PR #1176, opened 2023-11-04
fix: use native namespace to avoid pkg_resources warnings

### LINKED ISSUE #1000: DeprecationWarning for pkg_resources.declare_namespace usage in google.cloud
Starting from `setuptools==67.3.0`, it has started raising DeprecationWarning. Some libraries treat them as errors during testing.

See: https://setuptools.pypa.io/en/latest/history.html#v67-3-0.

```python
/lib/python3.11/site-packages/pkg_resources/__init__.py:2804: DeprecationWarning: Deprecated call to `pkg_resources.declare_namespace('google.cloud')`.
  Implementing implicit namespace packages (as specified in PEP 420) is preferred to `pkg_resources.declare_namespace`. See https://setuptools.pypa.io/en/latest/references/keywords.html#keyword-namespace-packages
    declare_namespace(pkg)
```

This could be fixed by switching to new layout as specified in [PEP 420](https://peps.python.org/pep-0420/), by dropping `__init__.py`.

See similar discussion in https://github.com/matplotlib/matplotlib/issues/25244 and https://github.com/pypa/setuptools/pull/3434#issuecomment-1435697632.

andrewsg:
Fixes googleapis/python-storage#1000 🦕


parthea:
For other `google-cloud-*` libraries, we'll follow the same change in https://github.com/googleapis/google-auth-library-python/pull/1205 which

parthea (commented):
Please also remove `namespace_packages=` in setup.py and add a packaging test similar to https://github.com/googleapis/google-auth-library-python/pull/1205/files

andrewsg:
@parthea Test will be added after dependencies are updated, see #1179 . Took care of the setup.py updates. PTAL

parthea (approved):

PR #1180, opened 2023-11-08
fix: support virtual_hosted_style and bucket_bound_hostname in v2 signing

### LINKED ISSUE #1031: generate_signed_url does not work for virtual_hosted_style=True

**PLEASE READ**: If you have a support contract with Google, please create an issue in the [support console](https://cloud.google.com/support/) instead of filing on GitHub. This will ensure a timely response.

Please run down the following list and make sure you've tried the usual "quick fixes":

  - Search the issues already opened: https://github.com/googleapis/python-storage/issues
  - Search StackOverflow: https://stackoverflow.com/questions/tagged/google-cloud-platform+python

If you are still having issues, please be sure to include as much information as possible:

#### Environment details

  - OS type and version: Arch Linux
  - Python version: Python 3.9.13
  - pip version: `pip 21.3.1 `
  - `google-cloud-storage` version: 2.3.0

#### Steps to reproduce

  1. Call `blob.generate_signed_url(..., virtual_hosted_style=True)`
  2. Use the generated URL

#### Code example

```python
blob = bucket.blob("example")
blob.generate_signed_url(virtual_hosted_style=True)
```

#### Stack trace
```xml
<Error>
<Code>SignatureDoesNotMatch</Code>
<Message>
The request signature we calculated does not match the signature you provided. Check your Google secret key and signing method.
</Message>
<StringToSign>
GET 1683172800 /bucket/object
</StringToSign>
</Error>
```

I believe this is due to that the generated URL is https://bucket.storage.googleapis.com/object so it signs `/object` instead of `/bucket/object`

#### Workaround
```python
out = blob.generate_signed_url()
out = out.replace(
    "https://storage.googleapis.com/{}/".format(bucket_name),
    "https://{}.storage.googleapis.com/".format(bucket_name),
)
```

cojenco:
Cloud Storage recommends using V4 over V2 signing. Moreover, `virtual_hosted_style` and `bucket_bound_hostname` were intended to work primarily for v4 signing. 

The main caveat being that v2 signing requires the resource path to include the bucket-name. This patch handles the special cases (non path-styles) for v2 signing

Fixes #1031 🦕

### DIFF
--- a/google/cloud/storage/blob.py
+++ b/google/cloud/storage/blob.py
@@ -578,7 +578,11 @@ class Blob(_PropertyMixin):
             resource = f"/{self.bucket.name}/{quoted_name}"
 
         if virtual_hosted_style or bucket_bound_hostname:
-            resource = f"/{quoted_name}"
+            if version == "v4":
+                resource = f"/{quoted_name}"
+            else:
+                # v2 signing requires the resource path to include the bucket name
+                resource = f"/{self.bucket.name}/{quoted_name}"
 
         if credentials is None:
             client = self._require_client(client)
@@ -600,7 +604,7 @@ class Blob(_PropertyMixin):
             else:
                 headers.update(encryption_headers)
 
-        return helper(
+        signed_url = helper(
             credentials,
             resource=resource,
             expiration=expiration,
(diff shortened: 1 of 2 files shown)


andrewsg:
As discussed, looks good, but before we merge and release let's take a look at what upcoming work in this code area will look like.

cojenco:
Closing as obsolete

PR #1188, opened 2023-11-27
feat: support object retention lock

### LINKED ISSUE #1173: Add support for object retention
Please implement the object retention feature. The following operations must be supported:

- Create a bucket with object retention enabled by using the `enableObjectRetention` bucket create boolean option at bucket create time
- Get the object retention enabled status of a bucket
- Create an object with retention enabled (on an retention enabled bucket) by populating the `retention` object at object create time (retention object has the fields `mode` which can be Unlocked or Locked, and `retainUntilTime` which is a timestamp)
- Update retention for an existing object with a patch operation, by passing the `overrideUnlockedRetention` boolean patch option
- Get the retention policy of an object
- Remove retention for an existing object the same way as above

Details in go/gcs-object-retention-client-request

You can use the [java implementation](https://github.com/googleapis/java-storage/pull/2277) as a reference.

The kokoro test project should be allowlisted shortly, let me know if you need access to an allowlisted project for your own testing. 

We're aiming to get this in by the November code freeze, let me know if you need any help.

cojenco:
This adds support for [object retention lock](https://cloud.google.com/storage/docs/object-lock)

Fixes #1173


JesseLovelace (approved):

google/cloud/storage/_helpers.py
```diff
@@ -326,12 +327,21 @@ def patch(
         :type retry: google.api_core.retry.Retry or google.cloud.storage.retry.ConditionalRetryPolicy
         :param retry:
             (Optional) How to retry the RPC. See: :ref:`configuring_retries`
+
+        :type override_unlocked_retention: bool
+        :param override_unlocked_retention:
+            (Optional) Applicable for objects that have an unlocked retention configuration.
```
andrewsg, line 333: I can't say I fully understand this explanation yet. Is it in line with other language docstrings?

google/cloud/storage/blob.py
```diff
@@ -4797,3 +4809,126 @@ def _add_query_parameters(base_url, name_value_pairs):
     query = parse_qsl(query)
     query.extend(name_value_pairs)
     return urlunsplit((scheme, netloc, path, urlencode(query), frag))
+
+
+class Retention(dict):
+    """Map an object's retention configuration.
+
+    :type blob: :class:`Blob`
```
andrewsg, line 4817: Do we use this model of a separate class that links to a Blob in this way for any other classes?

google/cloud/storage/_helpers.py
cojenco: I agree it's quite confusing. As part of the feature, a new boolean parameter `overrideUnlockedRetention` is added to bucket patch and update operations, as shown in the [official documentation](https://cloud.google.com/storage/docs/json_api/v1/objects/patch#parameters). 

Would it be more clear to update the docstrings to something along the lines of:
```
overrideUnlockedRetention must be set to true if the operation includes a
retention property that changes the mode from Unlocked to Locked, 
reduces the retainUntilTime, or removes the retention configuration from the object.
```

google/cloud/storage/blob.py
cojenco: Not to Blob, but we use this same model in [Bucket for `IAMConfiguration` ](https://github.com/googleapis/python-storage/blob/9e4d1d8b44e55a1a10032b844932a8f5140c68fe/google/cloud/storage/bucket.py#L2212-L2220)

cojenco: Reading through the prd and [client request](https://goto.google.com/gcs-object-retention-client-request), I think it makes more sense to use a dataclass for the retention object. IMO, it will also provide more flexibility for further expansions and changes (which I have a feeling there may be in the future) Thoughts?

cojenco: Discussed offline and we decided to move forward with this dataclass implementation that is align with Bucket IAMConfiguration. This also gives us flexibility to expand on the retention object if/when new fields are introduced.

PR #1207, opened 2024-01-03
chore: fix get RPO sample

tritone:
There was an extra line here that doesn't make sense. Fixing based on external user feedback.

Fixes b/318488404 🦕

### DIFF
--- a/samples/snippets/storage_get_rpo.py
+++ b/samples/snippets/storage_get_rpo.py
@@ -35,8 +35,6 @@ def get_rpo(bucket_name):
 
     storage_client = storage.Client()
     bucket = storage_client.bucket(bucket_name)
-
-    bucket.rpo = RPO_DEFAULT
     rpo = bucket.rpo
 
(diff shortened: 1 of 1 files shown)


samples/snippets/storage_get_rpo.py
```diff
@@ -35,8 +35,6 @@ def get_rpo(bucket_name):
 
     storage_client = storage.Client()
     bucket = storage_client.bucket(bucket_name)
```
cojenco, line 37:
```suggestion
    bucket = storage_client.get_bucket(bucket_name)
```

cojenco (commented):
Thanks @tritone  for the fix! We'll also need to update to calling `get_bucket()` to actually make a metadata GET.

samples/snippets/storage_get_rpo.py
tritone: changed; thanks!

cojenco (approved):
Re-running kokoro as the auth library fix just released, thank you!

- - -

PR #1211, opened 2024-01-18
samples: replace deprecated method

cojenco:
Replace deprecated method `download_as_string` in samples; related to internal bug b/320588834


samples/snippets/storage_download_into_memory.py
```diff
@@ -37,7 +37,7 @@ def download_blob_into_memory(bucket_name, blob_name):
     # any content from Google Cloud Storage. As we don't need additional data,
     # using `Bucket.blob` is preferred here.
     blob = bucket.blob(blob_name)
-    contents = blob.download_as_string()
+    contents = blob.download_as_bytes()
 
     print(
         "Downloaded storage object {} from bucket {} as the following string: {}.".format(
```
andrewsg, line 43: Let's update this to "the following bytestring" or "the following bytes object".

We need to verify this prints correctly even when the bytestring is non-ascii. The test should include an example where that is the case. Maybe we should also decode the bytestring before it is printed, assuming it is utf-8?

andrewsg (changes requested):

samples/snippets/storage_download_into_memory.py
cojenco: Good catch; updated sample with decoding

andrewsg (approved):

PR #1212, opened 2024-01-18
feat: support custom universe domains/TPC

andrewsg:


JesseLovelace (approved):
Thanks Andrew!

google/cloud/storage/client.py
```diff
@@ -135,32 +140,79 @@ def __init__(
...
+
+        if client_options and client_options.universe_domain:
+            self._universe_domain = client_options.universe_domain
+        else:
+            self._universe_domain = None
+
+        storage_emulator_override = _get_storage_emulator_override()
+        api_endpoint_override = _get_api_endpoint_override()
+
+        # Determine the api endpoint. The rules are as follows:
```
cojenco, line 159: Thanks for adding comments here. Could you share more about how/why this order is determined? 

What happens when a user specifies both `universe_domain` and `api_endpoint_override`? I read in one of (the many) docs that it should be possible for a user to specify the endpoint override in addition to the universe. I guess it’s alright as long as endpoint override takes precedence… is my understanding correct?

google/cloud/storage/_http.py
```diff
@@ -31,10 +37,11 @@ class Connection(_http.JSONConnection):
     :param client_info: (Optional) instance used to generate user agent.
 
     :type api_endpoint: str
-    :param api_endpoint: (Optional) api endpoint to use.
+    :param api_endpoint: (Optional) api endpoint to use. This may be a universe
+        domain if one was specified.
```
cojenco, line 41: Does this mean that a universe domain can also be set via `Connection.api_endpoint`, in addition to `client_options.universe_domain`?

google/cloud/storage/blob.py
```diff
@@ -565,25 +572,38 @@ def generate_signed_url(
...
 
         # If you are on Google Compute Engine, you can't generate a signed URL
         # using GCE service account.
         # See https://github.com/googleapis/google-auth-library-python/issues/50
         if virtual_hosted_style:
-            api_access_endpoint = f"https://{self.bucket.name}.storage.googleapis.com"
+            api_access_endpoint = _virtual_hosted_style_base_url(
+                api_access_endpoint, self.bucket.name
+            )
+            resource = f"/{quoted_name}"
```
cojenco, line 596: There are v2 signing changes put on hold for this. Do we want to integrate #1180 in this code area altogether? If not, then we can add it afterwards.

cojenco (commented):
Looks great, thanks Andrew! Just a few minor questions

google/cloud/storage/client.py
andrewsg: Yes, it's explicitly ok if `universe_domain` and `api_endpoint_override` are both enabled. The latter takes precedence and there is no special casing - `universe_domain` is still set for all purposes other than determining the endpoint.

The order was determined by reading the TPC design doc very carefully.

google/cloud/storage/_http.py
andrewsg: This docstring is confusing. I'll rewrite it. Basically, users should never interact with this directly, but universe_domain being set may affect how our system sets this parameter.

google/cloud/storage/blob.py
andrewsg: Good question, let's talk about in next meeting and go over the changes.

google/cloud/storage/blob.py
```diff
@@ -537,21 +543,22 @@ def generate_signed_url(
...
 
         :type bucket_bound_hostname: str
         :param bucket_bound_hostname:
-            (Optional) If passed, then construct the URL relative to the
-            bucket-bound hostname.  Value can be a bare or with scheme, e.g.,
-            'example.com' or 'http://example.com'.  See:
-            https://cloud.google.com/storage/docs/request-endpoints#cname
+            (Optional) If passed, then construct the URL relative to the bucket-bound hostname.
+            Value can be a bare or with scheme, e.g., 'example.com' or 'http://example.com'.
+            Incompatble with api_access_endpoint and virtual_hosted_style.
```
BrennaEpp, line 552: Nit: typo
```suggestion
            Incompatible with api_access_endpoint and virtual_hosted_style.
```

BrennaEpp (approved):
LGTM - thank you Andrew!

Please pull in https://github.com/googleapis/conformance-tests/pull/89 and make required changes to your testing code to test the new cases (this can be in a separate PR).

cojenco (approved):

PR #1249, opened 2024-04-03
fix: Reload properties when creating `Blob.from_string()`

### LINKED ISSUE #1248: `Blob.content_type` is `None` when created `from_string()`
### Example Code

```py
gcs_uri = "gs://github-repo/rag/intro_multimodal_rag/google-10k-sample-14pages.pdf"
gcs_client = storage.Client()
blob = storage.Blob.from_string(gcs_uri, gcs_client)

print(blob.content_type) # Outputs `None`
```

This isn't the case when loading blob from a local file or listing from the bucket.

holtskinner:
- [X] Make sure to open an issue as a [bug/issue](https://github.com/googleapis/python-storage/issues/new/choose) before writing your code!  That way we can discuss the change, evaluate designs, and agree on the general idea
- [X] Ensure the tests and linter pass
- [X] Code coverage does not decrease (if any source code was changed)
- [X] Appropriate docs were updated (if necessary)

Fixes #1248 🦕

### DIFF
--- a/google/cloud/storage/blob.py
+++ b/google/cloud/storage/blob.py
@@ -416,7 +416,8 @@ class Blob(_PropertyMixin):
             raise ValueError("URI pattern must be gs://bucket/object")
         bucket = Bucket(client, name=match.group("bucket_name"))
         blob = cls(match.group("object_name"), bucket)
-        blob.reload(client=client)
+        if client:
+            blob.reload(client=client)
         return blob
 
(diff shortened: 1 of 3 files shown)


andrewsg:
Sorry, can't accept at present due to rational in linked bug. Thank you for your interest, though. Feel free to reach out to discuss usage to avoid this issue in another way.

- - -

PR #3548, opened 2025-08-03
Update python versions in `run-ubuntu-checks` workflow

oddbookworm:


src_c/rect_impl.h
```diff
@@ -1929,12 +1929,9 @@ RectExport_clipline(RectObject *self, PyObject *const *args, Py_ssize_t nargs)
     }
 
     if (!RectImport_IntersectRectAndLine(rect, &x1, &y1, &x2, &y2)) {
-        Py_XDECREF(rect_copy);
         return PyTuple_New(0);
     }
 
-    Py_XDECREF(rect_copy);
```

- - -

EXERCISE DESCRIPTION: A bare number is the whole answer: how many lines in the entries contain "relative"?

WRITTEN REPLY: 2